Sourdough Pizza Crust
Ingredients
- ¼-⅓ cup sourdough starter, active and bubbly (50 grams, fed at 100% hydration)
- ¾ cup water (175 grams)
- 1 teaspoon olive oil (5 grams)
- 1 teaspoon salt (5 grams)
- 2¼ cups all-purpose flour, spooned and leveled (260 grams)
- Cornmeal
Instructions
- Mix together starter, water, oil, and salt. Add flour and combine until all flour is hydrated. Place into a lightly oiled bowl, cover, and let rest for 30 mins.
- After resting, stretch and fold the dough: first, moisten fingers to prevent sticking then take one edge of the dough and pull up then press it back into the center of the dough.
- Turn the bowl and repeat with the next edge, continuing until the circle is complete (about 8 folds). Cover the dough again and let rest for another 30 mins.
- Stretch and fold the dough for a second time using the same technique. If time allows, stretch and fold the dough a third time after another 30 min resting period.

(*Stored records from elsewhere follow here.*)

PR #724, opened 2023-03-31
Add an interrupt check in dbscan

pramsey:


liblwgeom/lwgeom_geos_cluster.c
```diff
@@ -346,10 +349,16 @@ union_dbscan_minpoints_1(LWGEOM** geoms, uint32_t num_geoms, UNIONFIND* uf, doub
 
 	for (p = 0; p < num_geoms; p++)
 	{
+		int rv = LW_SUCCESS;
 		if (lwgeom_is_empty(geoms[p]))
 			continue;
 
-		dbscan_update_context(tree.tree, &cxt, geoms, p, eps);
+		rv = dbscan_update_context(tree.tree, &cxt, geoms, p, eps);
```
dbaston, line 356: Smaller than a nit, but...can't the variable be defined here in C99? (`int rv = dbascan_update_context...`)

liblwgeom/lwgeom_geos_cluster.c
```diff
@@ -421,11 +430,17 @@ union_dbscan_general(LWGEOM** geoms, uint32_t num_geoms, UNIONFIND* uf, double e
 	for (p = 0; p < num_geoms; p++)
 	{
 		uint32_t num_neighbors = 0;
+		int rv;
 
 		if (lwgeom_is_empty(geoms[p]))
 			continue;
 
-		dbscan_update_context(tree.tree, &cxt, geoms, p, eps);
+		rv = dbscan_update_context(tree.tree, &cxt, geoms, p, eps);
```
dbaston, line 438: Same

dbaston (approved):

liblwgeom/lwgeom_geos_cluster.c
pramsey: I think it can, but I think we also have some bots building with older compilers and generating errors/warnings for doing C99 stuff like that. The discipline of the bots!

PR #725, opened 2023-04-09
Include <math.h> for isnan

fweimer-rh:
This avoids an implicit function declaration and a build failure with future compilers.

Related to:

* https://fedoraproject.org/wiki/Changes/PortingToModernC
* https://fedoraproject.org/wiki/Toolchain/PortingToModernC


strk:
Thanks, merged as 8340bb63c5904a3a949ab6f62d07bceb40905b1b

PR #727, opened 2023-04-15
Remove invisible unicode in NEWS file

pnorman:
A U+FFFC character got into the NEWS file, causing warning messages in gitea.


strk:
I pushed this commit as of 49b636e4a02116a99c0c42338abf2c0a49b98cc0 -- not sure why github isn't noticing that. Maybe the mirror is broken. @pnorman I suggest you use git.osgeo.org/gitea/postgis/postgis for pull requests :)

PR #728, opened 2023-04-17
[FreeBSD][CI] Update and fix CI

lbartoletti:
FreeBSD 12.3 uses Clang 10 by default. However, there is a new warning flags: -Wnocompound-token-split-by-macro. But, this FreeBSD version will be EOL at 2023-12-31. So it doesn't worth to fix it. rm is a good fix.

BTW, update FreeBSD 13 to 13.2.

### DIFF
--- a/.cirrus.yml
+++ b/.cirrus.yml
@@ -35,10 +35,6 @@ task:
     # - name: 14-CURRENT
     #   freebsd_instance:
     #     image_family: freebsd-14-0-snap
-    - name: 13.1-RELEASE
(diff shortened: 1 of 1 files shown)


strk:
Thanks, pushed as commit f1e368fb3d7b3835e1c83d4e2d6aa8d444a22014

robe2:
This can be closed?  already pushed? or is there more to be done here?

robe2:
Closing this out since we turned off 12.3 testing on Cirrus.

PR #730, opened 2023-04-20
Add CG_StraightSkeleton with distance stored in M

pjanetzek:
Hello this is my first PR to postgis. I've used this addition to generate building roof structures a while ago and currently revisiting this code. Maybe it's useful for other things as well :)

The necessary change has been added to sfcgal in the release 1.3.8 from 2020 https://github.com/Oslandia/SFCGAL/releases
  `Add point_m and is_measured to c api`

### DIFF
--- a/liblwgeom/lwgeom_sfcgal.c
+++ b/liblwgeom/lwgeom_sfcgal.c
@@ -137,8 +137,9 @@ ptarray_from_SFCGAL(const sfcgal_geometry_t *geom, int want3d)
 	assert(geom);
 
 	int is_3d = sfcgal_geometry_is_3d(geom);
+#if POSTGIS_SFCGAL_VERSION >= 10308
 	int is_measured = sfcgal_geometry_is_measured(geom);
-
+#endif
 	switch (sfcgal_geometry_type_id(geom))
 	{
 	case SFCGAL_TYPE_POINT:
@@ -151,9 +152,10 @@ ptarray_from_SFCGAL(const sfcgal_geometry_t *geom, int want3d)
 			point.z = sfcgal_point_z(geom);
 		else if (want3d)
 			point.z = 0.0;
+#if POSTGIS_SFCGAL_VERSION >= 10308
 		if (is_measured)
 			point.m = sfcgal_point_m(geom);
-
+#endif
 		ptarray_set_point4d(pa, 0, &point);
 	}
 	break;
@@ -173,9 +175,10 @@ ptarray_from_SFCGAL(const sfcgal_geometry_t *geom, int want3d)
 				point.z = sfcgal_point_z(pt);
 			else if (want3d)
 				point.z = 0.0;
-                        if (is_measured)
-                                 point.m = sfcgal_point_m(pt);
-
+#if POSTGIS_SFCGAL_VERSION >= 10308
+			if (is_measured)
+				point.m = sfcgal_point_m(pt);
+#endif
 			ptarray_set_point4d(pa, i, &point);
 		}
 	}
@@ -195,9 +198,10 @@ ptarray_from_SFCGAL(const sfcgal_geometry_t *geom, int want3d)
 				point.z = sfcgal_point_z(pt);
 			else if (want3d)
 				point.z = 0.0;
+#if POSTGIS_SFCGAL_VERSION >= 10308
 			if (is_measured)
 				point.m = sfcgal_point_m(pt);
-
+#endif
 			ptarray_set_point4d(pa, i, &point);
 		}
 	}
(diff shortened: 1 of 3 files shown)


liblwgeom/lwgeom_sfcgal.c
```diff
@@ -136,18 +136,23 @@ ptarray_from_SFCGAL(const sfcgal_geometry_t *geom, int want3d)
 
 	assert(geom);
 
+	int is_3d = sfcgal_geometry_is_3d(geom);
+	int is_measured = sfcgal_geometry_is_measured(geom);
```
lbartoletti, line 140: Requires a ifdef SFCGAL >= 1.3.8

According to [Repology](https://repology.org/project/sfcgal/versions) Ubuntu 20.04 and Debian 10 still use SFCGAL 1.3.6

sfcgal/lwgeom_sfcgal.c
```diff
@@ -375,6 +375,30 @@ Datum sfcgal_straight_skeleton(PG_FUNCTION_ARGS)
 	PG_RETURN_POINTER(output);
 }
 
+PG_FUNCTION_INFO_V1(sfcgal_straight_skeleton_distance_in_m);
+Datum sfcgal_straight_skeleton_distance_in_m(PG_FUNCTION_ARGS)
+{
```
lbartoletti, line 380: You should add an ifdef SFCGAL >= 1.3.8

see https://git.osgeo.org/gitea/postgis/postgis/pulls/98/files for example.

lbartoletti:
> I've used this addition to generate building roof structures a while ago and currently revisiting this code. Maybe it's useful for other things as well :)

Nice, I am interested in this contribution, I'm also currently working on this topic :)


Can you update the documentation and add tests? Thanks

robe2:
> > Can you update the documentation and add tests? Thanks
> 
> Thanks for the example - I will add the tests and docs.
> 
> Any recommendation for the postgis function name or should it rather be a parameter of 'ST_StraightSkeleton' to request the geometry with M?

It depends how many people might be using ST_StraightSkeleton in their views and materialized views.
I would think it's one of the more popular functions in postgis_sfcgal.  My general lean would be to have it as an extra argument in ST_StraightSkeleton, but that requires dropping the existing function and adding a new replacement.

Aside from that fewer functions is better.

@lbartoletti any opinion on the matter of if it should be a separate function or just an extra argument.

@pjanetzek If you go the route of a single function, take a look at work done to introduce grid args in ST_Union, ST_Subdivide etc c97b84fb39976897dc1ef621eab5cc6dc1187efe

Note the postgis_before_upgrade steps added. You'd need to do something similar in the sfcgal_before_upgrade.sql.in file.
Since this is the first time we'd be dropping functions in sfcgal, it might not work out of the gate, but I can help if you stumble on this.

lbartoletti:
> @lbartoletti any opinion on the matter of if it should be a separate function or just an extra argument.

yes, you could add an optional boolean with default as False : `sfcgal_straight_skeleton(geometry, use_m_as_distance = False)`

If you use SFCGAL < 1.3.8 or geometry doesn't have M or `use_m_as_distance` you can set the `is_measured` to 1 and use `sfcgal_geometry_straight_skeleton_distance_in_m` instead of `sfcgal_geometry_straight_skeleton`.

The SQL definition could be:

``` SQL
CREATE OR REPLACE FUNCTION ST_StraightSkeleton(geometry, use_m_as_distance boolean DEFAULT false)
       RETURNS geometry
       AS 'MODULE_PATHNAME','sfcgal_straight_skeleton'
       LANGUAGE 'c' IMMUTABLE STRICT PARALLEL SAFE
       COST 100;
```

And the C function something like:

```C
PG_FUNCTION_INFO_V1(sfcgal_straight_skeleton);
Datum sfcgal_straight_skeleton(PG_FUNCTION_ARGS)
{

...


	use_m_as_distance = PG_GETARG_BOOL(1);

       if (sfcgal_version >= 10308) && use_m_as_distance && sfcgal_geometry_is_measured(geom ) result = sfcgal_geometry_straight_skeleton_distance_in_m(geom);
       else result = sfcgal_geometry_straight_skeleton(geom);

...
}
```

robe2 (changes requested):
Please consider the changes that @lbartoletti  detailed in the comments

robe2:
@pjanetzek As of PostGIS 3.5.0 all new functions or functions getting protos will be prefixed with CG and we are deprecating the old ones.

That said, don't bother with the upgrade.sql, since this will be treated as a new function.

Call this CG_StraightSkeleton like for example this new one - https://postgis.net/docs/manual-dev/en/CG_ExtrudeStraightSkeleton.html

I'll put a deprecation notice on ST_StraigthSkeleton and send a link to this new function once you do that.  The backend function name can stay the same, just needs to handle the case when this extra arg is not passed in so will need to check the number of args passed in instead of just assuming there will be one.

- Cover and let the dough rise until almost doubled in size (about 8-12 hours).
- After rising, gently turn the dough out onto a generously floured surface. If you wish to divide the dough now would be the time to do so. Dust the dough with flour then gently shape into a ball (or balls), making the top surface of the ball(s) as smooth as possible.
- Place into a lightly oiled bowl(s), cover, and let rise for about 1-2 hours.
- Preheat the oven with a pizza stone to 500°F for about 30 mins before baking.
- Spread cornmeal over parchment paper and turn the ball of dough out on top. Stretch and pull from the underside of the dough to make a pizza shape. Spread toppings over the pizza then cut the parchment to the edge of the dough.
- Transfer to the preheated pizza stone and bake for about 6 mins.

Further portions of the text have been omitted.